Usenix Security 2017 happened recently, and Usenix has then published all the videos and proceedings (see their main page). Since I didn’t attend, I looked through the videos to watch those I found more interesting. One in particular struck my attention. The presenter talks about a study performed by several academic bodies to measure DNS manipulation across the world in a reliable and repeatable fashion.

What is DNS manipulation? DNS manipulation means changing the responses to DNS resolution queries to prevent the requestor from accessing the actual domain they were looking for. Such “bad” responses will either be errors or different IP addresses that redirect the user somewhere else.

Of course, the success of this depends on the DNS server(s) that perform the manipulation being somewhat popular among the audience we intend to target.
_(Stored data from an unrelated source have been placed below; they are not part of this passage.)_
PR #4227, opened 2017-01-25
Make system build on GCC 6.x and on U16.10.

jhugg:
Also make ee tests build in non-debug mode.

### DIFF
--- a/tests/ee/storage/persistenttable_test.cpp
+++ b/tests/ee/storage/persistenttable_test.cpp
@@ -43,6 +43,8 @@
 
 #include "boost/scoped_ptr.hpp"
 
+#define _unused(x) ((void)(x))
+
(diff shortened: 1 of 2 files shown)


tests/ee/storage/persistenttable_test.cpp
```diff
@@ -362,6 +364,7 @@ TEST_F(PersistentTableTest, TruncateTableTest) {
     const int tuplesToInsert = 10;
     added = tableutil::addRandomTuples(table, tuplesToInsert);
     assert(added);
+    _unused(added);
```
wolffcm: Can't you just include common/FixUnusedAssertHack.h to fix this?

jhugg: Oh. didn't know about that. I suppose so.

PR #6001, opened 2019-03-11
ENG-15557 retain TTL while table is altered. 

zeemanhe:
The pull request addressed the issue that TTL definition is accidentally dropped  while a table is altered. And enforce a restriction that a column used by TTL is not allowed to be dropped.

### DIFF
--- a/src/hsqldb19b3/org/hsqldb_voltpatches/ParserDDL.java
+++ b/src/hsqldb19b3/org/hsqldb_voltpatches/ParserDDL.java
@@ -4212,7 +4212,7 @@ public class ParserDDL extends ParserRoutine {
         if (table.timeToLive != null) {
             final String ttlColumn = table.timeToLive.ttlColumn.getNameString();
             if (colName.equalsIgnoreCase(ttlColumn)) {
-                throw Error.error("This column used by TTL cannot be dropped.");
+                throw Error.error("Columns used by TTL cannot be dropped.");
             }
         }
         Object[] args = new Object[] {
--- a/src/hsqldb19b3/org/hsqldb_voltpatches/ParserDDL.java
+++ b/src/hsqldb19b3/org/hsqldb_voltpatches/ParserDDL.java
@@ -4209,6 +4209,12 @@ public class ParserDDL extends ParserRoutine {
             throw Error.error(ErrorCode.X_42591);
         }
 
+        if (table.timeToLive != null) {
+            final String ttlColumn = table.timeToLive.ttlColumn.getNameString();
+            if (colName.equalsIgnoreCase(ttlColumn)) {
+                throw Error.error("This column used by TTL cannot be dropped.");
+            }
+        }
         Object[] args = new Object[] {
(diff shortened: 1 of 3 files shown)


src/hsqldb19b3/org/hsqldb_voltpatches/ParserDDL.java
```diff
@@ -4209,6 +4209,12 @@ Statement compileAlterTableDropColumn(Table table, String colName,
             throw Error.error(ErrorCode.X_42591);
         }
 
+        if (table.timeToLive != null) {
+            final String ttlColumn = table.timeToLive.ttlColumn.getNameString();
+            if (colName.equalsIgnoreCase(ttlColumn)) {
+                throw Error.error("This column used by TTL cannot be dropped.");
```
n3world: I would remove the worth `This` from the error message and just have it be `Columns used by TTL cannot be dropped`

src/hsqldb19b3/org/hsqldb_voltpatches/ParserDDL.java
```diff
@@ -4209,6 +4209,12 @@ Statement compileAlterTableDropColumn(Table table, String colName,
             throw Error.error(ErrorCode.X_42591);
         }
 
+        if (table.timeToLive != null) {
```
n3world: If cascade is `true` would this also drop the TTL since the TTL column is being removed?

src/hsqldb19b3/org/hsqldb_voltpatches/ParserDDL.java
zeemanhe: updated.

src/hsqldb19b3/org/hsqldb_voltpatches/ParserDDL.java
zeemanhe: Per doc, CASCADE is only supported for alter table drop  column or change definition.  This should cover any cases that a column is being removed.

src/hsqldb19b3/org/hsqldb_voltpatches/ParserDDL.java
```diff
@@ -4209,6 +4209,12 @@ Statement compileAlterTableDropColumn(Table table, String colName,
...
+            final String ttlColumn = table.timeToLive.ttlColumn.getNameString();
+            if (colName.equalsIgnoreCase(ttlColumn)) {
+                throw Error.error("Columns used by TTL cannot be dropped.");
```
rdykiel: Andrew might need to know this for doc purposes

src/hsqldb19b3/org/hsqldb_voltpatches/ParserDDL.java
n3world: That is basically what I was trying to get at. If cascade is `true` shouldn't this check not be done and the TTL just removed from the table ie the drop column cascades into dropping the TTL?

PR #6004, opened 2019-03-12
ENG-15503: fix grammar-gen failures due to sqlcmd hanging

johnTcrawford:
... by adding 3 missing error messages that currently go unrecognized,
and modifying a fourth, plus some special code for CREATE VIEW
statements that just return 'null' (see ENG-15587); also, include the
current time in the final SUMMARY message.

### DIFF
--- a/tests/sqlgrammar/sql_grammar_generator.py
+++ b/tests/sqlgrammar/sql_grammar_generator.py
@@ -635,7 +635,8 @@ def print_summary(error_message=''):
                          + get_last_n_sql_statements(last_n_sql_statements, False, False)
         seconds = time() - start_time
         summary_message  = '\n\nSUMMARY: in ' + re.sub('^0:', '', str(timedelta(0, round(seconds))), 1) \
-                         + ' ({0:.3f} seconds)'.format(seconds) + ', SQL statements by type:'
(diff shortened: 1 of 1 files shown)


tests/sqlgrammar/sql_grammar_generator.py
```diff
@@ -1344,8 +1354,11 @@ def generate_sql_statements(sql_statement_type, num_sql_statements=0, max_save_s
                             ['Materialized view only supports INNER JOIN'],
                             ['windowed function call and GROUP BY in a single query is not supported'],
                             ['materialized view does not support self-join'],
-                            ['Windowed RANK function call expressions require an ORDER BY specification'],
```
kaikaizi: Is this removal intentional?

johnTcrawford: Yes, it's replaced with:
'Windowed', 'function call expressions require an ORDER BY specification'
which catches both:
'Windowed RANK function call expressions require an ORDER BY specification'
as before, and:
'Windowed DENSE_RANK function call expressions require an ORDER BY specification'
which I saw recently, as well as any other function name that might appear in that message.

PR #6009, opened 2019-03-13
ENG-15347 reset migrate hidden column value for elastic join

zeemanhe:
The migrate hidden column holds transaction ids. While tuples are streamed over to a new elastically joined node, the transaction ids are not relevant on the new node since the new node hosts new partitions and partition ids are part of transaction ids. The values of migrate hidden column will be reset to null while tuples are streamed over to newly joined hosts.

### DIFF
--- a/src/ee/common/tabletuple.h
+++ b/src/ee/common/tabletuple.h
@@ -499,6 +499,7 @@ public:
     int compare(const TableTuple &other) const;
 
     void deserializeFrom(voltdb::SerializeInputBE &tupleIn, Pool *stringPool);
+    void deserializeFrom(voltdb::SerializeInputBE &tupleIn, Pool *stringPool, bool elasticJoin);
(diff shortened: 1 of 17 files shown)


zeemanhe:
[change on pro](https://github.com/VoltDB/pro/pull/2520)

src/ee/common/tabletuple.h
```diff
@@ -1103,9 +1108,15 @@ inline void TableTuple::deserializeFrom(voltdb::SerializeInputBE &tupleIn, Pool
             throw SerializableEEException(VOLT_EE_EXCEPTION_TYPE_EEEXCEPTION, message.str().c_str());
         }
 
-        char *dataPtr = getWritableDataPtr(columnInfo);
-        NValue::deserializeFrom(tupleIn, dataPool, dataPtr, columnInfo->getVoltType(),
+        if (hiddenColumnMigrateElastic && j == hiddenColumnCount -1) {
```
rdykiel: I would always recommend to add a comment about the migrate column being the last column

PR #6016, opened 2019-03-14
Eng 15590 support migrate delete rollback

wweiss-voltdb:


src/frontend/org/voltdb/compiler/VoltCompiler.java
```diff
@@ -1391,6 +1391,11 @@ void addExportTableToConnector(final String targetName, final String tableName,
                     }
                 }
             }
+            // This is used to enforce default connectors assigned to streams through the Java Property
+            // for streams that don't have the Export To Target clause
+            if (TableType.isStreamViewOnly(tableref.getTabletype())) {
+                tableref.setTabletype(TableType.STREAM.get());
```
zeemanhe: Should we  just not distinguish  streams by connectors, remove STEAM_VIEW_ONLY  type ? Then the conversion may not be needed.

PR #6017, opened 2019-03-14
ENG-15591: MIGRATING SQL function

Chaozz:
Create a SQL function: 
```
MIGRATING()
```
that returns whether the migrating hidden column of the table is NOT NULL. It returns TRUE if the hidden column is NOT NULL, and FALSE otherwise.
The function then can be used like:
```sql
SELECT COUNT(*) FROM tbl WHERE MIGRATING() AND TTL < 1000;
SELECT TTL FROM tbl WHERE NOT MIGRATING();
```
## Limitations
Note that the `MIGRATING()` is **NOT SUPPORTED** in the SELECT clasue and Joined tables, such as
```sql
SELECT MIGRATING() FROM tbl;
SELECT * FROM t1, t2 WHERE NOT MIGRATING();
```
Why? 
Because supporting them will significantly increase the complextiy of the implementation, and there is no obvious use cases.

### DIFF
--- a/src/ee/expressions/functionexpression.cpp
+++ b/src/ee/expressions/functionexpression.cpp
@@ -98,7 +98,20 @@ public:
         : AbstractExpression(EXPRESSION_TYPE_FUNCTION) {
     };
 
-    NValue eval(const TableTuple *, const TableTuple *) const {
+    NValue eval(const TableTuple *tuple1, const TableTuple *tuple2) const {
+        // special handler for MIGRATING() function
+        if (F == FUNC_VOLT_MIGRATING) {
+            // For MIGRATING(), check if we are evaluating on a migrating table(the table with a migrate target).
+            if (tuple1 != NULL && tuple1->getSchema()->isTableWithStream()) {
+                // we have at most 3 hidden columns, DR Timestamp, count for view and transaction id for migrating
+                // and transaction id for migrating is always the last one.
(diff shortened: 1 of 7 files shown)


src/ee/expressions/functionexpression.cpp
```diff
@@ -98,7 +98,20 @@ class ConstantFunctionExpression : public AbstractExpression {
         : AbstractExpression(EXPRESSION_TYPE_FUNCTION) {
     };
 
-    NValue eval(const TableTuple *, const TableTuple *) const {
+    NValue eval(const TableTuple *tuple1, const TableTuple *tuple2) const {
+        // special handler for MIGRATING() function
+        if (F == FUNC_VOLT_MIGRATING) {
+            // For MIGRATING(), check if we are evaluating on a migrating table(the table with a migrate target).
+            if (tuple1 != NULL && tuple1->getSchema()->isTableWithStream()) {
```
yzhang1991: Need to enforce `tuple2 == NULL` before this.
Otherwise, this function will give a wrong answer if a user tries to run something like:
```sql
SELECT * FROM t1 JOIN ttl ON t1.a = ttl.a WHERE migrating;
```

We should give an error message like "Cannot use the migrating function in join queries."

yzhang1991: I see this can be prevented by another guard in Java, it should be OK.

PR #6019, opened 2019-03-14
GCC 8 adds some new warnings

n3world:
Disable warning about parentheses.
Do not error when memcpy or memset could be violating invariants of the class
Fix passing a very large string buffer as a format argument to the exception
Correct catching of polymorphic exception


src/ee/storage/ElasticIndexReadContext.cpp
```diff
@@ -209,7 +209,7 @@ bool ElasticIndexReadContext::parseHashRange(
                                                  boost::lexical_cast<int32_t>(rangeStrings[1]));
                 success = true;
             }
-            catch(boost::bad_lexical_cast) {
+            catch(boost::bad_lexical_cast&) {
```
kaikaizi: A good practice is to use `const&` when catching exceptions.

If people can easily use a truthful server instead, they are eventually going to do so. But I digress; let’s assume that problem is more or less solved (and in practice this happens all the time, at least to non-power users).

The study asked the questions of how common DNS manipulation is in the current world and what forms does it take. Surprisingly while we all agree that Internet censorship is a thing, and can probably name a few notorious examples that make headlines, comprehensive data on the subject are hard to come by.

This introduces the next question: how do we collect such data? Half of the video presents their pipeline dedicated to collect lots of data about DNS manipulation across the world. The next presents some results, divided by country, category of domains (pornography, gambling, human rights, multimedia sharing were among those graphed on the slides) and actual top-level domain (are Google-owned domains more often censored than, say, Wikipedia or Facebook?).

The first lesson taken from this experiment is that it is incredibly easy to introduce bias in the results by simply not checking a diverse enough set of domains. We can only check whether a domain is manipulated by issuing DNS queries and look at the result. We cannot infer whether other domains are also manipulated in the same context. Therefore if we don’t start with a varied input set, our picture is going to be incomplete.

The second is that manipulation is incredibly common, and it manifests itself in a variety of ways. Discussions on this go quickly into politics of specific countries, so I encourage people to look at the data presented and form their own opinions on all this.